With the records below as input, work out how many lines include the word "checked". Give only the number.
(Beginning of EXERCISE MATERIAL)
PR #188, opened 2016-04-18
Fix timeout bug.

skorokithakis:
When passing a float between 0 and 1 as the timeout (e.g. 0.5), the code would execute `int(timeout)`, which returns 0, and would never expire the key. My change sets a positive timeout to a minimum of 1.

`math.ceil(timeout)` is another course of action, but I decided not to change the current semantics too much.

If this could be changed and released as a bugfix ASAP, I would be grateful, as it is impacting production very much for us.

### DIFF
--- a/django_redis/client/default.py
+++ b/django_redis/client/default.py
@@ -129,7 +129,10 @@ class DefaultClient(object):
         try:
             if timeout is not None:
                 if timeout > 0:
-                    timeout = int(timeout)
+                    # If "timeout" is 0.1, this would make it 0, which redis
+                    # considers as "don't expire". Instead, set it to a minimum
+                    # of 1.
+                    timeout = max(1, int(timeout))
                 elif timeout <= 0:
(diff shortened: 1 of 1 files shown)


niwinz:
Thanks!

skorokithakis:
Thanks for the quick merge! Any idea on when we can expect a release?

By the way, shoutout to [python-semantic-release](https://python-semantic-release.readthedocs.org/), it's made releasing stuff a breeze for me.

niwinz:
Thanks for the suggestion, I'll try to release it tomorrow, in any case if is important for you, and for some reason I can't do it tomorrow, ping me please ;)

skorokithakis:
Will do, thank you!

skorokithakis:
Ping!

niwinz:
@skorokithakis done! thansk!

skorokithakis:
Thank you!

PR #196, opened 2016-05-24
Add crypted serializer

onegreyonewhite:
Using cryptography lib from [this](https://github.com/pyca/cryptography).
Here in this form I use in my project. Most likely it is useful to very many people, who use django-redis in the cloud and beyond.
Perhaps you offer something to add or change - I'm ready. In my opinion this is a very useful feature.

PS: sorry for my English.

### DIFF
--- a/django_redis/serializers/crypted.py
+++ b/django_redis/serializers/crypted.py
@@ -1,0 +1,28 @@
+# -*- coding: utf-8 -*-
+
+from __future__ import absolute_import, unicode_literals
+
+from .pickle import PickleSerializer
+
+from cryptography.fernet import Fernet
+from django.conf import settings
+
+DEFAULT_KEY = r'kPEDO_pSrPh3qGJVfGAflLZXKAh4AuHU64tTlP-f_PY='
+
+
+class CryptedSerializer(PickleSerializer):
+
+    def __init__(self, *args, **kwargs):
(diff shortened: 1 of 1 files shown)


django_redis/serializers/crypted.py
```diff
@@ -0,0 +1,28 @@
+# -*- coding: utf-8 -*-
+
+from __future__ import absolute_import, unicode_literals
+
+from .pickle import PickleSerializer
+
+from cryptography.fernet import Fernet
+from django.conf import settings
```
kevin-brown: It doesn't look like this import is needed.

niwinz:
I think that this can live outside of django redis in my opinion.

Bbecause of this, django redis exposes the pluggable clients, serializers and connection management, allowing users to create more especialized plugins for extend it.

However, having that default encryption key in the source code makes the encryption completly useless, because the user can forgot configure a key and using fixed publicy known key is like no using any encryption.

Thanks for your time and your contribution, but I don't want merge this because I don't want maintain it.

django_redis/serializers/crypted.py
onegreyonewhite: Yes, there is such a thing ... We must be clear at itself in code.
In any case, it does not matter: the project author sees no sense in this commit.

PR #213, opened 2016-08-22
Added Django 1.10 to tox testing

mackeyja92:
Django 1.10 was officially released on August 1st, 2016. Adding in testing for support of Django 1.10. Also updated Django 1.9 to latest release.


niwinz:
Thanks!

PR #215, opened 2016-08-23
Document support for all supported Django versions and include 1.10 in tests

jdufresne:
You may wish to consider removing support for all except Django 1.8+ as the older versions are no longer supported or maintained upstream; including for security issues. See [supported version documentation](https://www.djangoproject.com/download/#supported-versions) for more details. If you agree I can modify the PR to remove these older versions, including any workarounds in place that would no longer be required.


niwinz:
+1 to remove support for django < 1.8 ;)

Thanks

jdufresne:
> +1 to remove support for django < 1.8 ;)

Done, thanks. All additional feedback welcome.

niwinz:
Awesome! To many compatibility stuff removed, is fantastic!

Thank you very much.

Issue #225, opened 2016-12-13
Low performance of delete_pattern


komar:
When the `delete_pattern` is being called with a pattern that will match a large number of keys then `scan_iter` is being called number of times using `SCAN`. 
The default `count` value for `SCAN` is 10 which is the number of keys being returned per call. This results in poor performance when using `delete_pattern`. `SCAN` is being called numerous times which adds lots of overhead.

pardo:
I'm facing the same performance issue with the new version using the default client

The new version seem to be calling the the delete cmd a lot more than the old one.

new version: https://github.com/niwinz/django-redis/blob/master/django_redis/client/default.py#L256

old one: https://github.com/niwinz/django-redis/blob/3.8.x/django_redis/client/default.py#L236

niwinz:
Just use the appropriate itersize number for reduce the amount of calls to scan/delete. Take care that increasing the itersize trades the number of calls to delete with the used memory, the bigger the number, the more memory will be used and less calls to delete will be done.

PR #226, opened 2016-12-13
Add support for custom count value when using delete_pattern

komar:
Solves #225


niwinz:
Many thanks! Nice work!

Only one thing before merge: can you remove, please the unrelated code to the fix? the coverage and codecov. I don't want condecov integration (I don't like much bots commenting on github issues).

niwinz:
Applied manually, thanks!

komar:
Looks like i wasn't quick enough with mods. Thank you for applying the patch manually 👍

PR #198, opened 2015-01-21
Fixes webpack configuration for favicon.ico

ursooperduper:
@kentquirk @jebeck 

Updates the webpack config to use the file loader which allows you to specify a name for a file in a build so that it's not hashed like most other assets.  

Resolves: https://trello.com/c/iQwJAoxZ


kentquirk:
I've built this and run it locally and it works for me on my local machine.

PR #199, opened 2015-01-22
Fixes long name layout issues.

ursooperduper:
@jebeck 

By making the navbar icons larger in an earlier change the other week, the spacing allotted for username length was reduced by several pixels causing wrapping of the menu section. 

To fix this, I removed extra padding created by the ul element automatically, which reduced the amount of space left for layout in the div. I also reduced the allotted space for a username by 10px. I've tested this change with extremely long and short names in Safari, Chrome, and Firefox to ensure our previous changes to align arrows and increase sizes were not effected. Everything checks out. 

Resolves:  https://trello.com/c/y9MIvhtH


jebeck:
Looks good, thanks! Merging.

PR #200, opened 2015-01-22
Rename Notification; it seems React now has one

kentquirk:
Sarah's jshint mysteriously broke -- it seems React has now added an object called Notification, which conflicts with ours. So I've renamed it TidepoolNotification.

I didn't see this problem until I deleted my node_modules and reinstalled them. Then jshint started failing.


kentquirk:
@jebeck @jh-bate I'm going to merge this as it has no semantic effect and it's blocking Sarah.

PR #201, opened 2015-01-25
Sk/trends iterations

ursooperduper:
@jebeck 

This PR makes a number of updates to the patient data trends view. 

* Add checkboxes to the all week/all weekend selectors. 
* Adds checkboxes (instead of text links) to range and avg, group, and line selectors. 
* Add a checkbox (instead of text link) to the values selector on the weekly view of patient data. 
* Moves the "days in view" text below week selectors. 
* Uses button (instead of text links) for the 1 week, 2 week, 4 week selectors. 

The changes match the latest design revisions posted on Pixelapse, with one slight change. I put the checkboxes for the weekday/weekend selectors to the left of the data they affect (instead of having the weekday selector to the left and the weekend selector to the right). I think this approach is clearer. Let me know what you think. A screenshot of the changes is included below: 

trends-iteration

This resolves the tasks from the card I have a good handle on from: https://trello.com/c/lOa72Cqa

Note: There are two outstanding tasks for which I need more clarification before I could approach: 
1. Tooltip for "Range and Average" (styling leveraging range box). <-- I'm not sure what this task means. 
2. Alternate time navigation / data paging. (I don't know what the design is for the alternate paging). 

I felt enough changes had been made to the charts that a pull request for the completed tasks was worth it. 

Tested on: Chrome, Firefox, Safari

### DIFF
--- a/app/components/chart/footer.js
+++ b/app/components/chart/footer.js
@@ -46,8 +46,7 @@ var TidelineFooter = React.createClass({
       <label htmlFor="valuesCheckbox">
         <input type="checkbox" name="valuesCheckbox" id="valuesCheckbox"
           checked={this.props.showingValues}
-          onChange={this.props.onClickValues}
-          onKeyDown={this.handleValuesKeyDown} /> Values
+          onChange={this.props.onClickValues} /> Values
       </label>
       );
     /* jshint ignore:end */
@@ -58,22 +57,19 @@ var TidelineFooter = React.createClass({
         <label htmlFor="linesCheckbox">
           <input type="checkbox" name="linesCheckbox" id="linesCheckbox"
             checked={this.props.showingLines}
-            onChange={this.props.onClickLines}
-            onKeyDown={this.handleLinesKeyDown} /> Lines
+            onChange={this.props.onClickLines} /> Lines
         </label>
 
         <label htmlFor="groupCheckbox">
           <input type="checkbox" name="groupCheckbox" id="groupCheckbox"
             checked={this.props.grouped}
-            onChange={this.props.onClickGroup}
-            onKeyDown={this.handleGroupKeyDown} /> Group
+            onChange={this.props.onClickGroup} /> Group
         </label>
 
         <label htmlFor="overlayCheckbox">
           <input type="checkbox" name="overlayCheckbox" id="overlayCheckbox"
             checked={this.props.boxOverlay}
-            onChange={this.props.onClickBoxOverlay}
-            onKeyDown={this.handleOverlayKeyDown} /> Range &amp; Average
+            onChange={this.props.onClickBoxOverlay} /> Range &amp; Average
         </label>
       </div>
       );
@@ -100,20 +96,6 @@ var TidelineFooter = React.createClass({
       </div>
       );
     /* jshint ignore:end */
-  },
-
-  // The following handlers let the user select a checkbox by hitting enter
-  handleValuesKeyDown: function() {
-    return event.keyCode !== 13 || this.props.onClickValues();
-  },
-  handleLinesKeyDown: function() {
-    return event.keyCode !== 13 || this.props.onClickLines();
-  },
-  handleGroupKeyDown: function() {
-    return event.keyCode !== 13 || this.props.onClickGroup();
-  },
-  handleOverlayKeyDown: function() {
-    return event.keyCode !== 13 || this.props.onClickBoxOverlay();
   }
 });
 
--- a/app/components/chart/footer.js
+++ b/app/components/chart/footer.js
@@ -43,21 +43,23 @@ var TidelineFooter = React.createClass({
 
     /* jshint ignore:start */
     var showValues = (
-      <label htmlFor="valuesCheckbox">
-        <input type="checkbox" name="valuesCheckbox" id="valuesCheckbox"
-          checked={this.props.showingValues}
-          onChange={this.props.onClickValues} /> Values
-      </label>
+      <div className="footer-right-options">
+        <label htmlFor="valuesCheckbox">
+          <input type="checkbox" name="valuesCheckbox" id="valuesCheckbox"
+            checked={this.props.showingValues}
+            onChange={this.props.onClickValues} /> Values
+        </label>
+      </div>
       );
     /* jshint ignore:end */
 
     /* jshint ignore:start */
     var modalOpts = (
-      <div>
-        <label htmlFor="linesCheckbox">
-          <input type="checkbox" name="linesCheckbox" id="linesCheckbox"
-            checked={this.props.showingLines}
-            onChange={this.props.onClickLines} /> Lines
+      <div className="footer-right-options">
+        <label htmlFor="overlayCheckbox">
+          <input type="checkbox" name="overlayCheckbox" id="overlayCheckbox"
+            checked={this.props.boxOverlay}
+            onChange={this.props.onClickBoxOverlay} /> Range &amp; Average
         </label>
 
         <label htmlFor="groupCheckbox">
@@ -66,10 +68,10 @@ var TidelineFooter = React.createClass({
             onChange={this.props.onClickGroup} /> Group
         </label>
 
-        <label htmlFor="overlayCheckbox">
-          <input type="checkbox" name="overlayCheckbox" id="overlayCheckbox"
-            checked={this.props.boxOverlay}
-            onChange={this.props.onClickBoxOverlay} /> Range &amp; Average
+        <label htmlFor="linesCheckbox">
+          <input type="checkbox" name="linesCheckbox" id="linesCheckbox"
+            checked={this.props.showingLines}
+            onChange={this.props.onClickLines} /> Lines
         </label>
       </div>
       );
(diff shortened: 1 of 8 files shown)


app/components/chart/footer.js
```diff
@@ -41,82 +41,40 @@ var TidelineFooter = React.createClass({
...
-    var overlayLinkText = getOverlayLinkText(this.props);
-
     /* jshint ignore:start */
     var showValues = (
-      <a href="" onClick={this.props.onClickValues}>{valuesLinkText}</a>
+      <label htmlFor="valuesCheckbox" ref="label">
+        <input type="checkbox" name="valuesCheckbox" id="valuesCheckbox"
+          checked={this.props.showingValues}
+          onChange={this.props.onClickValues}
+          ref="control" /> Values
```
jebeck: The 'label' and 'control' refs aren't being used that I can see, and React refs have to be unique, I believe (and the same ones appear on all the label/input pairs). Maybe just omit them?

app/components/chart/modalsubnav.js
```diff
@@ -109,20 +114,20 @@ var ModalSubNav = React.createClass({
...
   renderDomainLink: function(domain) {
     var domainLinkClass = cx({
-      'active': domain === this.props.activeDomain,
-      'modalDomain': true
+      'btn btn-chart-control' : true,
+      'active': domain === this.props.activeDomain
     });
     /* jshint ignore:start */
     return (
-      <a href="" className={domainLinkClass} key={domain} onClick={this.props.domainClickHandlers[domain]}>{domain}</a>
```
jebeck: Can you put the `key={domain}` back? Without it you get a React warning in the console (you may need React dev tools installed to see these): "Each child in an array should have a unique "key" prop."

app/components/chart/modalsubnav.js
```diff
@@ -134,7 +139,7 @@ var ModalSubNav = React.createClass({
     }
     /* jshint ignore:start */
     return (
-      <div className="dayGroupsContainer">
+      <div className="daysGroupContainer">
```
jebeck: Heehee, good catch on my naming inconsistency ;)

jebeck:
Some comments inline as well. And @skrugman should have a look at the styling.

Can we try to add enter handling for the checkboxes? If you tab through the page, you can do everything link-based by pressing enter, but it doesn't work for the checkboxes.

I also wonder if there's any way to get a pointer cursor on the checkboxes themselves (app-wide)? I did a quick Google, and it seems this is a point of controversy anyway (one camp says pointer should be reserved for links only; other camp says everything clickable should have pointer, which is generally the approach we seem to be taking).

CC @brandonarbiter 

Thanks!

app/components/chart/footer.js
ursooperduper: Good call. They do seem to be in conflict with React convention. I'll remove them.

app/components/chart/modalsubnav.js
ursooperduper: Will do! Sorry about that.

app/components/chart/modalsubnav.js
ursooperduper: ;)

ursooperduper:
Regarding using pointer cursors for checkbox elements, while the W3C test suite even specifies that pointers are used to indicate text links, I stand on the "make actionable elements stand out" camp. I've added a style to always make checkbox affordances use the pointer cursor.

skrugman:
@ursooperduper and @jebeck a few notes for styling here...

- Align the checkbox's next to the day pickers to the bottom of the day squares. 
- And is it possible to style them? The blue checked state is totally out of our color rules and palette (but i also understand why its like that) just wondering if we can change it (hopefully)?
- Give more space in-between each checkbox/label (i.e. move the Range and Average over 10-15px to the left, and then also Group over the same amount. (might be easier to do in browser together)
- One week/Two week/Four week/ box height should be the same height as the days of the week boxes
- The month labels on the scroll bar got days added to them and I dont think they should be there, i.e. i think they should just say months @jebeck ?

jebeck:
Re: the month labels on the scroll bar @skrugman that only happens where there isn't a large amount of data. This was a change @brandonarbiter and I made together a while back. You can end up with only a single month label sometimes (and it won't be in the center) otherwise.

skrugman:
Can we make a rule that only* if there is less than one month then we show
dates?

*Sara Krugman *
Lead designer

*Tidepool *An open source, not-for-profit effort to build an open data
platform and better applications that reduce the burden of Type 1 Diabetes
and accelerate the commercialization of closed-loop systems.

*Phone :* 617 549 1483
*Email : *sara@tidepool.org
*Web : *Tidepool.org <http://tidepool.org/>

jebeck:
@skrugman and I resolved the question of the scrollbar date tick labels; no change necessary now.

ursooperduper:
@skrugman I made some of the style changes you requested: 
* Ensuring the days of the week button boxes are the same height as the week button boxes. 
* Put more space between each label/checkbox group in the footer of the chart. 
* Ensure the days of the week group checkboxes line up vertically to the bottom of the day button boxes. 

The only change I didn't make was to change the styling of the checkboxes. By default, CSS support for checkbox styling is pretty limited. But there are some tricks you can do where you completely hide the default checkboxes and replace them with CSS drawn elements or even graphics. 

If you can give me a design - even just for color changes, I can see what we can do with this. We should do some good accessibility testing to make sure that the replacement checkboxes still work as well. We should also make this styling change globally for any checkbox element in Blip for consistency. 

So if you want to go ahead with styling those checkboxes, let me know what colors/design you'd like to use and I'll get to work.

jebeck:
My (unsolicited) opinion on the checkboxes issue is that it's better to stick with the native browser checkboxes. The hiding-and-replacing strategy forces us into the long-term technical burden of keeping them accessible, whereas using the native ones means we automatically benefit from any bugfixes or improvements the browser vendors make regarding their accessibility. My 2¢

And re: the enter-handling I asked for on the checkboxes. No need! I looked this up (I thought it was odd there wasn't native support for keyboard-based toggling of them), and it turns out of course there *is* native support - it's Spacebar, not Enter. I learned something new :)

CC @ursooperduper @skrugman

ursooperduper:
@skrugman I tend to agree with @jebeck. While it's possible to change checkbox styling with these CSS tricks, it will add technical debt that we'll have to deal with in the future. Toolkits like Bootstrap are great when more advanced styling is desired, simple because they'd invested the time in testing and it's seen a lot of use. But from an accessibility standpoint, this one is probably best left as is for now.

@jebeck For the enter-handling, I thought you wanted that in addition to the space  bar (which works as you discovered). I should have pointed that out earlier to save you the hunt. :) I'll remove the enter handling code I added since it's not abstracted to the point where it would just work for any new checkbox that's added. Right now, it would require custom handlers wherever you wanted enter to work.

skrugman:
@jebeck @ursooperduper for checkbox's - changing color to a dark grey or any grey from the bright blue would make a huge difference. The info design of Blip uses color only to indicate meaning and this bright blue messes that up. I understand that styling system standards is hard/adds code to maintain so perhaps there is another solution. There are standard box's like that in other places (gmail settings, and kick starter) that are grey that would be better design wise - is that a good solution from your end? 
screen shot 2015-01-30 at 9 00 52 am
screen shot 2015-01-30 at 9 02 15 am

jebeck:
@ursooperduper sorry about the enter handling thing, didn't notice you'd already done it! That was a brain fart on my part not to look it up first...

ursooperduper:
@skrugman @jebeck If you take a look at the styling of checkboxes in different browsers, you'll see that they appearance can vary. Sites like gmail rely on user-agent styles to render form controls. When you do this, you ensure that a user will recognize a checkbox on Google, the same way they will on Kickstarter or in any other app. If I call up Gmail or Kickstarter on my machine, I see the blue checkboxes, not the ones in the image in the above comment. The computers and OS we use and the browsers we use all affect how these form controls are rendered. So unfortunately, we don't have much choice other than hiding the default checkbox and redrawing it to change this color. 

That said, I can implement a custom checkbox using grey colors, but it requires more CSS, more testing, and can be an impediment to accessibility. Also, on older browsers, this styling won't work, so we'll need to do additional testing to make sure the styles degrade gracefully.

I'll add a new commit with some updated styling once I've had a chance to do some thorough testing.

jebeck:
Do you want to create a new branch and PR for that @ursooperduper? We can probably get this in soon without checkbox styling (although I want to make sure the finishing touches for https://trello.com/c/Pub5ZwkN get onto master before this PR, so that we don't have to hold up a deploy to prod based on testing this PR).

ursooperduper:
@jebeck That makes sense. I'll do the checkbox styling in a fresh branch and shiny new PR.

jebeck:
@ursooperduper was just doing a final check on this, and now I've noticed that the tab-order is out-of-sequence on the range & ave, group, and lines checkboxes because of the use of float. Can you fix?

Also an update from master wouldn't go amiss... :)

Thanks!

ursooperduper:
@jebeck I'll fix the tab order and update this branch. The way the CSS was set up for the footer is a bit funky. I had hoped not to have to rework it, but for the sake of accessibility, it's probably the right thing to do. I'll take care of this today.

jebeck:
Thanks @ursooperduper ! I don't know if you're as big a fan of flexbox as I am, but that's probably how I'd arrange the links instead of floating and get tab order for "free"... We've also been switching to flexbox in a lot of places, so it would be a future-proof kind of change. But feel free to do whatever you think is best.

ursooperduper:
Flexbox fans unite! I'm liking it more and more and you're right, from a future-proofing is the way to go. I'll clean it up that way.

ursooperduper:
@jebeck I cleaned up the CSS styling in the footer, removing the multiple grid-related styles, and use flexbox instead. It should be much easier to add and modify items in the footer moving forward.

jebeck:
Looks good. Yay flexbox \o/

PR #202, opened 2015-01-28
Adds ability to route an external request to different app location based on whether the user is logged in or out.

ursooperduper:
@jh-bate @kentquirk 

This PR is the first of a two parter to fix a bug that occurs when a user clicks the "reset password" link from the Chrome Uploader. Today, when a user clicks that 'reset password' link, they are taken from the uploader to Blip and if they're logged in, you are redirected to the /patients by default. 

To resolve this bug and make future external requests a bit easier to manage, I made some changes that allow us to support URLs that will route to different locations based on whether a user is logged in or out. 

For the Chrome Uploader, reset password link bug, the solution will be to change the reset password link to a new URL (request-password-from-uploader) rather than the default 'request-password-reset'. When the user clicks that link in the Uploader, if they are logged in to Blip, they will be sent to their Profile page where they can update their password. If the user is not logged into Blip, they will be sent to the Request Password Reset page. 

To test, change your path to something like localhost:3000/#/request-password-from-uploader from both logged in and out scenarios. 

Resolves the first task in: https://trello.com/c/ilkdLJKh
Once this PR is approved and all clear, I'll make the corresponding link change in the Uploader.

### DIFF
--- a/app/app.js
+++ b/app/app.js
@@ -76,6 +76,7 @@ var app = {
   router: router
 };
 
+// List of routes and associated handlers which display/render the routes
 var routes = {
   '/': 'redirectToDefaultRoute',
   '/login': 'showLogin',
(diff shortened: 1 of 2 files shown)


jh-bate:
LGTM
(End of EXERCISE MATERIAL)
_YOUR RESPONSE_: 12